----- Information given -----

PR #357, opened 2026-05-17
fix: posting window timezone awareness

chrisrogers37:
## Summary

Fixes #351 — posting window uses UTC hours with no timezone awareness.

-----

What to do — Please set down each of the entries above exactly as given.

Answer section —
PR #357, opened 2026-05-17
fix: posting window timezone awareness

chrisrogers37:
## Summary

Fixes #351 — posting window uses UTC hours with no timezone awareness.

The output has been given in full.